若頭は拾い猫を甘やかしたい。
暖かい…。


すぅーっと気持ちが軽くなっていく。弥生くんの腕の中が心地よくて目を閉じていると、



「…なんか都、甘い匂いがするな。」


私の髪を撫でていた弥生くんの手が止まってふとそんなことを言われた。



…甘い匂い…??

私は香水とかつけないし、ちーちゃんは甘い匂いというよりは柑橘系でサッパリしている。


人と関わりが無い私が今日関わった人といえば…、




「王子…かな。
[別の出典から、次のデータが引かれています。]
PR #3728, opened 2026-06-25
fix(hook): raise work-query timeouts so pool operators aren't starved

julianknutsen:
## Problem

On a busy multi-rig dolt city, pool operators (`gc.run-operator`) were being **starved of work they had already been routed**. A routed work step would sit `open`/unclaimed while the operator's work-probe failed `work query timed out` every cycle, stalling the whole adopt-pr pipeline (the molecule materializes + routes its first step, but no operator ever claims it).

**Root cause:** the default work-probe (`config.Agent.EffectiveWorkQuery`) issues **~6 sequential bd/store round-trips** — three session identifiers (`$GC_SESSION_ID`/`$GC_SESSION_NAME`/`$GC_ALIAS`) across the in-progress and ready *assigned* tiers (crash-recovery priority) — **before** the pool-demand tier that finds routed work. On a multi-rig dolt city under concurrent load each `bd ready`/`gc ready` round-trip costs several seconds, so the probe (~16s in isolation, more under load) intermittently exceeded the **15s `gc hook run` wrapper** and **30s work-query subprocess** budgets and was killed *before* reaching the pool-demand tier. The work was findable (the pool-demand query returns it in ~3s) — the probe just never got there in time.

## Fix

Raise the two work-query-path budgets to cover the realistic loaded cost of the multi-round-trip probe:
- `defaultHookRunTimeout` 15s → 30s (the `gc hook run` wrapper)
- `hookWorkQueryTimeout` 30s → 60s (the work-query subprocess)

The subprocess cap is kept ≥ the wrapper so the wrapper never preempts the inner work query. The `--timeout` flag default in `docs/reference/cli.md` regenerates to 30s accordingly.

The assigned tiers can't simply be skipped (they're crash-recovery: a pool operator can have in-progress work after a restart), so right-sizing the budget is the correct immediate fix.

## Testing

- New `TestWorkQueryTimeoutsAccommodateMultiRoundTripProbe` (TDD: fails at the old 15s, passes now) — asserts both budgets ≥ the ~6-round-trip probe budget and that the subprocess cap ≥ the wrapper.
- Full `cmd/gc` hook/work-query/timeout suite passes; `go build`/`go vet` clean; pre-commit gate (lint, genschema, vet) green.

## Follow-up (not in this PR)

[...]

PR #5161, opened 2026-08-10
feat(config): federate the work query and pool demand via `gc ready` (ga-bvdha)

julianknutsen:
## The failure this closes

On a converged split city the generated `work_query` and `scale_check` shell
`bd ready`, which reads exactly one store — whichever one `bd` resolves from
the agent's work directory. The execution DAG (`gcg-` molecule roots, step
beads, control beads) lives in the relocated graph binding. So a worker asks
for its routed work, gets a valid-looking empty array, and idle-exits; the
reconciler asks for its demand, gets zero, and drains the pool. **Neither
produces an error.** Measured on a live city at one moment (#5158): `gc bd
ready` answered with 5 beads and ZERO `gcg-`, while `GET /v0/beads/ready`
answered with 22, 14 of them `gcg-`.

## What changed

The four `bd ready` call sites in `internal/config`'s generated commands read
through **`gc ready`** (the federated reader that landed in #5158) when the
city relocates a coordination class, and through `bd ready` when it does not:

1. `assignedReadyTierCommand` — the pre-assigned tier (work_query Tier 2,
   `assigned_ready_query`, and the legacy-control variant of both).
2. `bdReadyPoolDemandShell` — the canonical routed tier (work_query Tier 3,
   `routed_pool_query`, and the count-form).
3. `bdReadyPoolDemandMigrationShell` — its `gc.run_target` retirement-window
   twin.
4. `poolDemandCountShell` — the reconciler count-form, which shares (2) and (3)
   with the worker path so the "scale_check ↔ work_query correspondence"
   holds by construction rather than by review.

The topology is threaded as `config.QueryTopology{Beads, FederatedReady}`,
replacing the `BeadsConfig` parameter on the seven `Effective*ForBeads`
accessors. It is a type change, so every call site is compiler-forced to answer
the topology question rather than inheriting a default.

`FederatedReady` comes from **`graphClassBinding`**, not from `[storage]`.
`storageSplitShapeOf` reads config alone and answers "no split" for a city
whose section was DELETED after it had already served one — the exact edit
`storage_boot.go`'s bypass note exists to catch. Asking config would build that
city a `bd ready` command that reads the work ledger and reports "no work"
forever; asking the routes builds it the federated command, which fails loud
with the refusal that names the remedy.

## Fail loud is the whole point

`gc ready` answers a dead or unopenable leg with a non-zero exit naming the
rig, never a short array, because a short array is indistinguishable from "no
work". A probe tier that captured that exit into an empty `$r` and fell through
to the next tier would re-create the identical fail-open one layer up and the
federation would buy nothing.

So every federated tier carries `|| exit $?` and drops the `2>/dev/null` that
would hide which rig failed. The count-form already had the discipline (its
`&&` chain predates this) and keeps it.

This is **executed, not asserted**:
`internal/config/workquery_federation_test.go` runs the real generated scripts
against a fake `gc` whose `ready` fails the way a dead rig makes it fail, and
checks the script's own exit status and stdout.

The single-store tiers keep their fall-through. That is not an oversight being
pinned: they have a later tier to fall through TO, and changing it would alter
what every deployed city does on a flaky store.

The 42 existing golden files are **unchanged**; 24 new `_federated` goldens
describe what a relocated city runs instead. A change that made a
non-relocated city emit anything but the command it emits today reddens the
existing goldens.

## Custom overrides: verbatim, but no longer silent

A custom `work_query`/`scale_check` is still returned verbatim — rewriting an
operator's shell would be substring surgery on a script this package did not
write, and that is precisely the branch behavior this bead's brief rejected.
What is closed is the SILENCE: `Agent.FederationBlindOverrides` names the blind
key, and `gc hook` prints it on a relocated city (and prints nothing at all on
every city that relocates nothing, so it cannot become per-tick noise on a
legacy deployment).

## SEE BUT CANNOT CLAIM — bounded to one bead, on BOTH tiers

This makes graph-class work **visible** to the worker's query. `gc hook
--claim` still issues its claim through `hookClaimBdStoreContext`, a bd store
rooted in the agent's work directory (the WORK scope invariant I5 already
pins), which cannot reach the relocated class at all. So the bead this query
now surfaces is one the same command cannot claim. That is the deferral, and
it is real.

What is NOT true — and what an earlier revision of this description asserted —
is that both federated read tiers degraded the same way. They did not:

- The **routed** tier (`claimFirstEligibleHookCandidate`) skips the
  unclaimable candidate, sets `claimsErrored`, and lands in the shared drain
  as `action=drain reason=claims_errored`.
- The **assigned** tier (`claimFirstReadyHookAssignment` — the tier a graph
  step assigned to this worker arrives on, and one of the four reads this PR
  federates) returned `hookClaimResult{terminal: true, code: 1}` on the same
  error: a bare exit 1, no drain JSON for a `--json` caller, no
  `claimsErrored`, and — because `claimHookWorkWithRunner` returns `res.code`
  immediately on a terminal result — no fallback to another store.

The second one is worse than a deferral. `bestStoreWithWork` RANKS
`hookTierAssigned` ahead of `hookTierRouted`, so the store holding the
unclaimable graph step is *preferred* over one holding claimable work; a
single unclaimable assigned step therefore stranded **every other piece of
work that worker could have done**, every tick.

Fixed here: a claim that fails with `beads.ErrNotFound` — the only error that
*proves* the bead is not in the store the claim ran against — is now skipped
on the assigned tier too, carrying `claimsErrored` to the shared drain and
letting the federated loop reach the store that does hold claimable work
(`hookClaimBeadIsElsewhere`, `cmd_hook_claim.go`). Every other failure (write
timeout, store contention, a socket flap) still fails closed exactly as
before: ownership is unresolved on a bead this session already owns, and
claiming unrelated fresh work would strand it.

This is error handling only. **No claim-time write routing is smuggled in** —
that is still ga-601v2, and until it lands an assigned graph step is re-served
and re-skipped every tick and no worker ever runs it. The two remain a coherent
pair; what changed is that the pair is no longer load-bearing for *avoiding a
hard failure*, only for actually doing the work.

## The federated reader runs ONCE per hook tick

`gc ready` federates the city store, every bound rig store and the relocated
graph leg in a single call. The `hookStore` loop exists because `bd ready`
reads exactly one store — a premise the swapped tiers no longer satisfy — so
running the whole query once per store re-asked the same question `R+1` times
and re-opened every leg each time, inside a 60s budget whose own doc comment
records that it was already raised once for probe cost (#3728).

Measured on the real generated commands for a 5-rig city (own store + 5 rigs):
a hook tick issued **18** `gc ready` reads where one query's worth is **3**
(30 vs 5 `gc ready` processes at runtime, with all three identity vars set and
one pool target).

`scopeFederatedHookStores` pins the city-wide read to the primary entry and
leaves every later store on the **single-store command it ran before this
swap**, via a per-store `hookStore.command`. Deliberately not a blanket
collapse of the loop: the crash-recovery (`bd list --status in_progress`) and
ephemeral (`bd query`) tiers are still per-store reads `gc ready` does not
answer, so dropping the extras would silently strip rig coverage from crash
recovery. The extras' cost and coverage are therefore exactly what they were
before this PR; only the duplicated city-wide read is removed.

On a single-store city both forms of the query are the same string, the call
returns `stores` unchanged, and no entry carries a per-store command — the
byte-identity claim holds by construction, and is asserted
(`TestSingleStoreHookStoresKeepOneSharedCommand`).

## Conformance

New invariant **I14-work-query-federation**, two topologies via
`forEachTopologyWithRig`:

- `cityQueryTopology` answers `FederatedReady` iff the class is relocated.
- Single-store: neither command names `gc ready`; both still name `bd ready`.
- Split: neither names `bd ready`; both name `gc ready` and both propagate the
  reader's exit status.
- The reader the command names actually answers with the routed graph step,
  read through the production leg assembly (`readyFederationLegs` +
  `readyBeadsForOpts`) rather than a restatement of it.
- KNOWN GAP rows, now covering **both** claim paths rather than only the
  routed one:
  - the routed graph bead the query serves is unresolvable in the WORK store;
  - an **assigned** graph step (the `graphroute.ApplyGraphRouteBinding` shape:
    OPEN, carrying this worker's identity) is surfaced by the assigned tier's
    reader and is likewise unresolvable in the WORK store;
  - and the store's own not-found is one the claim path classifies as "this
    store does not hold it", driven through `claimHookWorkWithRunner` against
    the fixture's REAL work store, so the worker still claims the work-ledger
    bead ranked *behind* the unclaimable graph step.

The previous pin only minted with `routedTo` and read with `unassigned:true`,
so it never exercised the assigned shape at all — which is why the assigned
tier's terminal branch survived review.

`internal/config`'s `TestSingleStoreWorkQueryKeepsItsFallThrough` was also
passing vacuously: it installed the failing script as `gc`, and a single-store
query never invokes `gc`. It now installs the failure as `bd`, asserts the
generated command does not name `gc ready`, and asserts from an invocation log
that the failing binary was actually reached — the single-store tiers redirect
`bd`'s stderr to `/dev/null`, so nothing else proves it.

`workquery_federation_test.go` also added a new `os/exec` call site, which grew
the checked resource census by one call and one file and reddened
`TestRepositoryLedgerMatchesCensusAndDocumentation` (`scope=all` subprocess
608/607, `untagged` 412/411, Small 405/404). Rather than raise a baseline whose
own invariant is "totals cannot grow", the package's process construction is now
one seam — `runShellCommandCapture` in `config_test.go`, which
`runShellWithFakeBd` and `runGeneratedQuery*` both use — so the census returns to
its baseline with no ledger change.

## Deliberately NOT in this slice

- **The crash-recovery tier** (`bd list --status in_progress`). `gc ready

」



もう弥生くんのお陰ですっかり忘れかけようかしていたのに思い出してしまった。



「…王子?」


ピクっと弥生くんの手が反応するのが分かる。



「うん、王子。ちょっと名前忘れたけど、さっき会った。」


「…は、」


「弥生くん?」



今すごく低い声が聞こえたような気がしたけど。

すると、突然弥生くんに両手で顔をキュッと上に向けられて弥生くんと目が合う形に。



その目はどこか不機嫌なようにも見える。




「都、匂いがついちゃうくらい近くに居たの?」


「…え、多分。ほっぺにチューされたから。」



私がそう言った途端、車内の空気が一気にピリピリし始めて、

目の前の弥生くんの顔は完全に不機嫌になっていた。



「………へぇ。都に、触れたんだ。しかも、この可愛いほっぺにキスだと…??」



「弥生くん、どうしたの。」



「何でもないよ。一旦はやく家に帰ろっか。…柳城、飛ばせ。」



柳城さんにドスの効いた声でそう言うと運転席からは、うっす。と言う柳城さんの声が聞こえて車のスピードが一気に速くなった。